Re: Usecase for Property Graphs

Some other areas I think are interesting are:

1/ Merging data / graphs

2/ Inference

3/ "Publishing" and relationship to the web (e.g. use of dereferenceable 
URIs for concepts) - this also relates to (1).

 Andy

On 25/10/13 14:33, Ashok Malhotra wrote:
> Property Graphs differ from other data models such as RDF and
> Entity-Relationship (E-R)
> in that they support properties on the arcs (relationships).  This makes
> it easy to represent
> and query some kinds of information.  Here are two examples:
>
> EXAMPLE 1:
> Consider a case where the nodes represent people.  Arcs represent
> "friend" relationships
> between people.  If the arcs have a property such as "started" that
> indicates when the
> friend relationship was instantiated, then it is easy to process queries
> such as:
> "Show all people that have been friends for more than 2 years".
>
> Facebook graph queries have a feature that lets you time-bound queries.
> I don't know if they use Property Graphs but time properties on arcs would
> certainly facilitate some of these queries.
>
> EXAMPLE 2:
> Consider a situation where the nodes are students and courses.
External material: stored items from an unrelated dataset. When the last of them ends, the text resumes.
PR #67, opened 2016-03-07
Fix some error checks in triangle.cpp

Semmy13:
In VulkanExample::prepareVertices:
 - the return code for vkAllocateMemory (for the vertex buffer) wasn't cheked;
 - the assert after vkUnmapMemory is not required (vkUnmapMemory doesn't return a VkError)


SaschaWillems:
Thx! The assert for vkUnmapMemory was a left over from an older SDK version.

PR #76, opened 2016-03-10
Computeshader fixes

jekstrand:
This gets the computeshader demo working on the Intel Linux driver

### DIFF
--- a/base/vulkanTextureLoader.hpp
+++ b/base/vulkanTextureLoader.hpp
@@ -154,7 +154,9 @@ namespace vkTools
 
 				// Setup texture as blit target with optimal tiling
 				imageCreateInfo.tiling = VK_IMAGE_TILING_OPTIMAL;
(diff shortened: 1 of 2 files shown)


SaschaWillems:
Thx for this :+1:  
I'll test this on my Intel machine later this week. One thing I don't like to do though is adding the VK_IMAGE_USAGE_STORAGE_BIT for every texture, I think I'll go with an overload there where you can pass additional parameters to the loadTexture function

jekstrand:
That seems like a reasonable thing to do.  Thanks for taking a look at this.  The Intel Linux driver is very sensitive to having the right usage bits set on buffers and images and using the correct descriptor types.

SaschaWillems:
Commited your changes with a few additions (like passing the usage flag bits when loading the texture) and this example now finally works on my Ultrabooks integrated skylake GPU.

Thanks again for this :+1:

PR #85, opened 2016-03-17
More assimp build fixes on linux

cwabbott0:
This makes things better for distros like Fedora that package assimp 3.1, by making it more obvious that assimp 3.2 is required and making overriding the system assimp easier.


SaschaWillems:
This should be obsolete due to recent changes in CMakeLists.txt, except for the version required (not sure if that's a good idea).

PR #87, opened 2016-03-18
Cleaned macros in VulkanBaseExample::VulkanBaseExample(bool)

jeffro256:
I made the macro in VulkanBaseExample::VulkanBaseExample(bool) which "checks for validation command line flag" cleaner. It had 2 ifs that could be merged into one, and this new one is easier on my eyes. :)

### DIFF
--- a/base/vulkanexamplebase.cpp
+++ b/base/vulkanexamplebase.cpp
@@ -475,9 +475,7 @@ VulkanExampleBase::VulkanExampleBase(bool enableValidation)
 			enableValidation = true;
 		}
 	}
-#endif
-
-#ifndef _WIN32
+#else
 	initxcbConnection();
 #endif
 	initVulkan(enableValidation);


1ace:
Those two blocks do entirely different things: one enables the validation layer, while the other connects to a window system. IMHO those should not be merged into a single block.

What could be useful though is to add a comment before `initxcbConnection();` to explain what it's doing (connect to a WS).

That second block might also benefit from a better test than "not windows" tough, such as `#ifdef __unix__` (or `__linux__` if `__APPLE__` is to be excluded (does XCB support XQuartz? I don't know how conformant it is)).

SaschaWillems:
@1ace : That's on my todo list. Apple is not an option yet, though MetalVK may be a target at some point in the future. But I'll at least want to add Android support for the examples (removing the need for separate android samples), so I'll have to address the ifdef blocks at some point in the future anyway.

jeffro256:
@1ace Yeah, after looking back over that code, I can see why that decision was made. I agree that there should be comments on `initxcbConnection()`, I had to comb through Google to understand how this worked, as I had no idea what XCB was beforehand. For my projects, I had used GLFW.

PR #88, opened 2016-03-19
Replace 'not Windows' with 'Linux' test

1ace:
A first step :]

### DIFF
--- a/base/vulkanexamplebase.cpp
+++ b/base/vulkanexamplebase.cpp
@@ -477,9 +477,11 @@ VulkanExampleBase::VulkanExampleBase(bool enableValidation)
 	}
 #endif
 
-#ifndef _WIN32
+	// Connect to the window system
+#ifdef __linux__
 	initxcbConnection();
 #endif
+
 	initVulkan(enableValidation);
 	// Enable console if validation is active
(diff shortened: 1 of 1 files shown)


1ace:
Actually, diving a bit into the code, I see it's full of `#ifdef _WIN32 /*…*/ #else /* assume linux */ #endif`. Those should all be also rewritten into `#elif defined(__linux__)` to be consistent.
By the way, would you be open to a rewrite of all the `#ifdef FOO` into `#if defined(FOO)`? This latter form is much more flexible, and would be more consistent with those `#elif defined(BAR)` cases.

This PR is therefore a bit pointless, but I'll leave it open if you still want it.
Feel free to just close it and do things yourself though.

SaschaWillems:
> By the way, would you be open to a rewrite of all the #ifdef FOO into #if defined(FOO)? This latter form is much more flexible, and would be more consistent with those #elif defined(BAR) cases.

Yes. Rewriting the defines is on my todo list anyway as I also want to add Android support to all the demos, that requires are few more (and cleaner) defines. I'll hope to get started with the Android stuff next weekend and I'll loo into the other defines then as well.

1ace:
See #91

PR #91, opened 2016-03-20
Fix ifdef

1ace:
- Rewrite every `#ifdef FOO` as `#if defined(FOO)`  
  Leave the `#ifndef` alone though.
- Fix OS detection  
  Everything that is not Windows isn't necessarily Linux :]

When adding Android support, be careful to add `#elif defined(__ANDROID__)` before `__linux__`, as Android is also a Linux :+1:

### DIFF
--- a/android/computeparticles/computeparticles.NativeActivity/android_native_app_glue.h
+++ b/android/computeparticles/computeparticles.NativeActivity/android_native_app_glue.h
@@ -26,7 +26,7 @@
 #include <android/looper.h>
 #include <android/native_activity.h>
 
-#ifdef __cplusplus
+#if defined(__cplusplus)
 extern "C" {
 #endif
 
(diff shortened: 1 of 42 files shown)


SaschaWillems:
Thanks for your effort :+1:  

I didn't think about using #elif in the first place, but this is def the better way.

Though I already started adding android support for the examples, which means I already changed some of the defines, so I don't think I'll be able to merge this pull request, but rather pick the changes that apply.

1ace:
Sure, whatever works for you :+1:

You can also [pull it on your computer](https://help.github.com/articles/checking-out-pull-requests-locally/) and merge it there, where it's easy to handle any conflict.

SaschaWillems:
Closing this due to the conflicts. I did replace lots of #ifdefs with #if defines and I'll replace existing ones as I see fit.

PR #93, opened 2016-03-20
Fix circular/modulo arithmetic

1ace:
The input param was also unsigned, leading to an overflow when passing `-1`.


SaschaWillems:
Fixed manually with https://github.com/SaschaWillems/Vulkan/commit/8fbfb7c22bd6f9fa1532e45db8e6d0f5434f6e60

PR #94, opened 2016-03-20
Use `uint32_t` to store size()

1ace:
I didn't touch the `size_t`, as it's even better IMHO.
`uint32_t` was the most used for `size()` in your code, so I went with that for everything else.

### DIFF
--- a/android/computeparticles/computeparticles.NativeActivity/computeparticles.cpp
+++ b/android/computeparticles/computeparticles.NativeActivity/computeparticles.cpp
@@ -599,7 +599,7 @@ public:
 
 		VkResult err;
 
-		for (int32_t i = 0; i < drawCmdBuffers.size(); ++i)
+		for (uint32_t i = 0; i < drawCmdBuffers.size(); ++i)
 		{
 			// Set target frame buffer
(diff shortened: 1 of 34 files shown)


Voultapher:
When changing it anyways, what is motivation of not using size_t?

1ace:
@Voultapher: that's literally the only other message in this thread; did you read it? :wink:

Voultapher:
>uint32_t was the most used for size() in your code, so I went with that for everything else.

sure, but afaik using uint32_t would be technically wrong and by that a bug that should be addressed. As this pull request is about changing this behavior, why not switch every size() storing variable to size_t, the way it is meant to be used.

GoldSciences:
Actually using size_t is a source of bugs as it builds as its meaning changes from signed to unsigned and its size in bytes also changes, which is very risky for things like boundary checks. Using such an unreliable type as parameter for interfaces doesn't provide any benefit and the problems it causes are well known. There are other reasons that comes to mind such as -1 not having the same bit pattern for uint32_t as for int64_t, which is another source of bugs that may go unnoticed.

PR #95, opened 2016-03-20
Remove dead code

1ace:
DO NOT MERGE!

OK, now that I got your attention… :grin:
I expect a few of those might be sign that you meant to do something else, and might have used the wrong variable at some place instead of the one you just created, or things like that.
Most of them are probably just copy/paste leftovers.

This is to be considered as a list of things to double check. Once you are sure it's all good, go ahead and merge.
And if some of those were indeed meant to  be used, I'll gladly fix the pull request :wink:


SaschaWillems:
Many of these have been fixed with recent commits, the rest has been fixed with https://github.com/SaschaWillems/Vulkan/commit/0c1c89c3cb3a0ebfcdc4c43ebf6b6c2efda9874b.

Issue #96, opened 2016-03-20
Missing virtual destructor in VulkanExample


1ace:
In every example, you create a global `vulkanExample` object to handle events, and then delete it as soon as the loop closes. When calling `delete(vulkanExample);`, gcc complains:

> warning: deleting object of polymorphic class type ‘VulkanExample’ which has non-virtual destructor might cause undefined behaviour [-Wdelete-non-virtual-dtor]

My polymorph-fu is weak (I've been mostly coding drivers in C lately), but I think you're missing a virtual destructor to be overridden when subclassing, to handle whatever the subclass adds.

I'm working on a fix that makes `vulkanExample` local to `main()` (it works, but needs to be applied to every example).
I'm not going to push that tonight: It's 5am, I should really to go sleep :P

Edit: Still not asleep, but awake enough to realize I've been saying something dumb: my "fix" doesn't fix that issue, it simply avoids allocating stuff on the stack. Going to sleep now.

PR #99, opened 2016-03-20
Move VulkanExample allocation to the stack

1ace:
As I mentioned in #96, this is a rewrite of all the `VulkanExample` allocations onto the stack.

The pattern applied to all those changes is:
- Move allocation to the stack (`vulkanExample = new VulkanExample();` → `VulkanExample vulkanExample;`)
- Rename global object (`VulkanExample *vulkanExample;` → `VulkanExample *vulkanExampleGlobal;`)
- Give global pointer to local object (`vulkanExampleGlobal = &vulkanExample;`)

It does silence the compiler warning mentioned in #96, but I'm not sure this actually fixes the issue, so it should still be addressed.

Also, [don't hesitate to just close any of my PR if they don't align with what you want to do](https://github.com/blog/2124-kindly-closing-pull-requests) :wink:

### DIFF
--- a/bloom/bloom.cpp
+++ b/bloom/bloom.cpp
@@ -1303,27 +1303,27 @@ public:
 	}
 };
 
-VulkanExample *vulkanExample;
+VulkanExample *vulkanExampleGlobal;
 
 #ifdef _WIN32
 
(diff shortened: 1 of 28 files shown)


SaschaWillems:
Closing this due to the (not so) recent changes of changing the main entry points into centralized macros.

PR #394, opened 2017-11-09
Ensuring that the host visible buffer to read compute data from is on the VRAM (device)

chakmeshma:
The selected memory type used to create the buffer memory "hostMemory" declared in line 235 was not necessarily corresponding to a device-local memory queue, i added the requirement for a device-local buffer memory.


SaschaWillems:
I don't think this is correct. Your change always checks if the requested memory type supports ```VK_MEMORY_PROPERTY_DEVICE_LOCAL_BIT```, even for the first host visible buffer where this won't work on most discrete GPUs that don't have shared memory.

That's not correct imo, so can you elaborate as to why this change would be correct?

SaschaWillems:
Closing due to inactivity.

PR #400, opened 2017-11-22
VulkanUIOverlay: Use the correct initial layout

jekstrand:
Using an initial layout of VK_IMAGE_LAYOUT_UNDEFINED together with
VK_ATTACHMENT_LOAD_OP_LOAD means that the render pass starts off with
completely undefined contents.  Since we want to draw the overlay on top
of the previously rendered image, we want to use a real layout.  Since
the calling code has already transitioned to VK_IMAGE_LAYOUT_PRESENT_SRC_KHR,
that's the layout we need to use.

This was never caught by validation because VK_IMAGE_LAYOUT_UNDEFINED is
the one layout you're allowed to use as an initial layout at any time
regardless of the image's current layout.

### DIFF
--- a/base/VulkanUIOverlay.cpp
+++ b/base/VulkanUIOverlay.cpp
@@ -337,7 +337,7 @@ namespace vks
 		attachments[0].storeOp = VK_ATTACHMENT_STORE_OP_STORE;
 		attachments[0].stencilLoadOp = VK_ATTACHMENT_LOAD_OP_DONT_CARE;
 		attachments[0].stencilStoreOp = VK_ATTACHMENT_STORE_OP_DONT_CARE;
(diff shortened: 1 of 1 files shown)


jekstrand:
FYI, you really don't want to be transitioning to `VK_IMAGE_LAYOUT_PRESENT_SRC_KHR` as an intermediate on our driver.  Window system images are so restrictive that you take a pretty heavy resolve hit every time you do that.  It would be much better to just leave it in `VK_IMAGE_LAYOUT_COLOR_ATTACHMENT_OPTIMAL` between render passes.

SaschaWillems:
Thx for the PR and esp. the insight on the Intel driver's workings. Much appreciated!

PR #401, opened 2017-12-01
Request coherent memory for model staging buffer

JarredHDavies:
There is no guarantee in the spec on the order of the following memory types:

```
VK_MEMORY_PROPERTY_HOST_VISIBLE_BIT | VK_MEMORY_PROPERTY_HOST_CACHED_BIT,
VK_MEMORY_PROPERTY_HOST_VISIBLE_BIT | VK_MEMORY_PROPERTY_HOST_COHERENT_BIT,
```

which means we can't assume that the first memory type that is host visible is going to be coherent.


SaschaWillems:
Thx for your PR!

PR #410, opened 2018-01-10
Fix multisampling example for AMD hardware.

AaronHaganAMD:
The multisampling example is broken on AMD hardware after the UI menu changes. Looks like the resolve was happening twice once for the model and once for the GUI window. This change fixes it on all families of AMD hardware.


SaschaWillems:
Thx for this fix. Much appreciated!

PR #419, opened 2018-02-01
multisampling, subpasses, textoverlay: Fix renderpass initial layout.

### LINKED ISSUE #418: multisampling, subpasses, textoverlay: Incorrect renderpass initial layout
If 2 renderpasses render to same render target, second renderpass must not have this attachment initial layout set to ```UNDEFINED```, but to actual image layout. Otherwise first renderpass result may be discarded.

Spec language:
```
Setting the old layout to VK_IMAGE_LAYOUT_UNDEFINED implies that the contents of the image subresource need not be preserved.
```

iostrowsINTEL:
Fixes #418


SaschaWillems:
Thx for your PR. LGTM. Will test and merge as soon as time allows.

PR #427, opened 2018-02-28
macOS update

yanchith:
This updates include paths in `examples.h`, README for molten, and xcode project files so that the examples can be run on macOS.

Particulary in the xcode files, I am not sure if I did the right thing, so I would appreciate someone checking that.

Some of the examples do not run, but that is documented in `examples.h`, and is because of vulkan/metal mismatch.


SaschaWillems:
Thx for the PR. LGTM, but I don't own any Apple device I could check this on. I'll merge this in the coming days.

Issue #425, opened 2018-02-22
parallax: non-uniform texture fetches


msiglreith:
The parallax shader uses samples the normal map in a non-uniform branch (https://github.com/SaschaWillems/Vulkan/blob/master/data/shaders/parallax/parallax.frag#L73), which procudes invalid SPIR-V up to my understanding: SPIR-V Spec, 2.20 Code Motion:

> Texturing instructions in the Fragment Execution Model that rely on an implicit derivative cannot be moved into control flow that is not known to be uniform control flow within each derivative group.

cforfang:
Assuming the texture doesn't have mipmaps, which I believe is the case here, can the texturing instruction be said to "rely on an implicit derivative"? If not, it _seems_ OK, but I don't actually know how SPIR-V works here...

I suppose a fix, if needed, would be to use ``textureLOD()`` with lod=0 instead?

cforfang:
Also, taking a second look, is that actually a non-uniform branch? All the control flow seems to be based on values in UBOs, so should be draw-call uniform right?

msiglreith:
@cforfang The break condition depends on the read texture at non-uniform texture coordinates. Therefore it appears to me that the control flow is non-uniform for the executed primitive group.

cforfang:
Ah, right, yes -- I completely missed that :) I still don't quite get the wording in the SPIR-V spec when it says "cannot be moved". Who's moving anything? I assumed the spec is meant to describe what must be true in valid SPIR-V, but this almost sounds like a directive to compilers.

By contrast, if it said something like "Texturing instructions in the Fragment Execution Model that rely on an implicit derivative **cannot be placed in** control flow that is not known to be uniform control flow within each derivative group." that seems pretty clear, but as-written it almost sounds more like it's meant to tell compilers it should not move texturing-instructions around without considering uniform control flow during compilation.

In any case, to be 100% sure this is legal I guess {{textureLod()}} is the way to go.

msiglreith:
Agree, opened an issue on the official repository: https://github.com/KhronosGroup/SPIRV-Headers/issues/58

cforfang:
Ah, sorry -- didn't see your edit that you were going to do it :) I agree, please check if #431 looks OK.

msiglreith:
Fixed in https://github.com/SaschaWillems/Vulkan/pull/431

PR #431, opened 2018-03-07
Parallax: fix texture() in non-uniform control-flow

cforfang:
Fix for issue #425. I changed all use of `sNormalHeightMap` instead of trying to parse out where exactly the control-flow is non-uniform (shouldn't make any difference with 1 mip level anyway).

Warning: I haven't actually tested the code yet :)


SaschaWillems:
Thx for this PR!

PR #432, opened 2018-03-07
Fix capitalization of glslangValidator

cforfang:
compileshaders.py didn't work for me on Linux when ``glslangvalidator`` is all lowercase.


SaschaWillems:
Thx for this PR!

PR #455, opened 2018-04-08
Small fix in Push descriptors example

hiddenbitious:
Check if pointer to vkGetPhysicalDeviceProperties2KHR is not null.


SaschaWillems:
The second function pointer check is definitively wrong. Will fix that. Thx for noticing!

Students
> can enroll
> in many courses and each course can have many students.  A student's
> enrollment in
> a course would be represented by an arc between the student and the
> course.  The
> student's grade would then be a property of the arc.  (There may be
> other arc properties
> such as the student's attendance).  Having the grade as a property of
> the arc makes it
> simple to ask such queries as "Which students had all A's in all courses?"
>
> Does this make sense?  Clearly such information can be represented and
> queried
> using other data models but, I claim, not so naturally and so efficiently.
>
> A claim that has been made is that the data we get from Social Media
> fits naturally into
> a Property Graph framework.  I don't know if this is true.